I was with a lifelong Kobe fan when the news broke, and he was utterly heartbroken that his childhood hero had died so young, so tragically. His reaction was pure shock and horror, shouting “oh my God, oh my GOD, OH MY GOD” before finally telling me what was going on. That moment shot me back in time to three months ago, and the way I reacted when I found out my mom died. I had no connection to Kobe, but I instantly felt deep sorrow for his daughters who had just become half-orphans like me. When ESPN broke that his daughter Gianna died, a sickening wave of numb disbelief flooded my body. My grim, grieving mind even went so far as to think “at least she doesn’t have to live in a world where her dad no longer exists.” Yes, for a brief moment I was jealous of a dead 13-year-old. #ThisIsGrief in its truest and darkest form.

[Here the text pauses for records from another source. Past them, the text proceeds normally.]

PR #7746, opened 2022-02-04
fix: Missed workflow should not trigger if Forbidden Concurreny with no StartingDeadlineSeconds

### LINKED ISSUE #7682: Cron workflow is schedule workflow after configured  time
## Summary
We are experiencing some weird behaviour when using forbid concurrency policy, where new workflows are scheduled before the last workflow finishes, and then the new workflow is started immediately after the previous workflow finishes.

We have this CWF:

concurrencyPolicy: Forbid
  schedule: 0-59/5 0-10 * * *

and for example we have this WF, with start/creation time after the scheduled-time

annotations:
    workflows.argoproj.io/scheduled-time: "2022-01-24T10:35:00Z"
  creationTimestamp: "2022-01-24T10:38:19Z"
finishedAt: "2022-01-24T11:23:05Z" 

Now notice the next Workflow, which is scheduled way before the previous run finishes:

annotations:
    workflows.argoproj.io/scheduled-time: "2022-01-24T10:55:00Z"
  creationTimestamp: "2022-01-24T11:23:12Z"
but we shouldn't have any workflows that start past 11AM. Also WF1 (and previous ones) are not running when minute is at multiple of 5 minutes

## Diagnostics

Either a workflow that reproduces the bug, or paste you whole workflow YAML, including status, something like:

```yaml
kubectl get wf -o yaml ${workflow}
```

What Kubernetes provider are you using?

What executor are you running? Docker/K8SAPI/Kubelet/PNS/Emissary

```bash

```

---

sarabala1979:
…
closes #7682 

* [ ] Run `make pre-commit -B` to fix codegen, lint, and commit message problems.

Create your PR as a draft.

  does not need to pass.
* Say how you tested your changes. If you changed the UI, attach screenshots.

Tips:

* You can ask for help!

### DIFF
--- a/workflow/cron/operator.go
+++ b/workflow/cron/operator.go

This email is not a tribute to Kobe Bryant, because I am nowhere near qualified to do him justice. (But I will point you in the direction of people who are, like ESPN Senior Writer Ramona Shelburne, biographer Louisa Thomas, NYT sports reporter Marc Stein, and Washington Post sports writer Ken Babb.) I simply wanted to put into words my layered reaction to this undeniable tragedy in hopes that it might bring clarity and comfort to those of you experiencing similar feelings.

And just on an interesting social media note, Barack Obama now has the two most liked tweets in history:

I also want to plug this article by the LA Times, which profiles each of the 9 victims.

I wish love and healing to the superfans, to the casual fans, and to the not-at-all fans who are hurting this week. Your grief is valid in every form.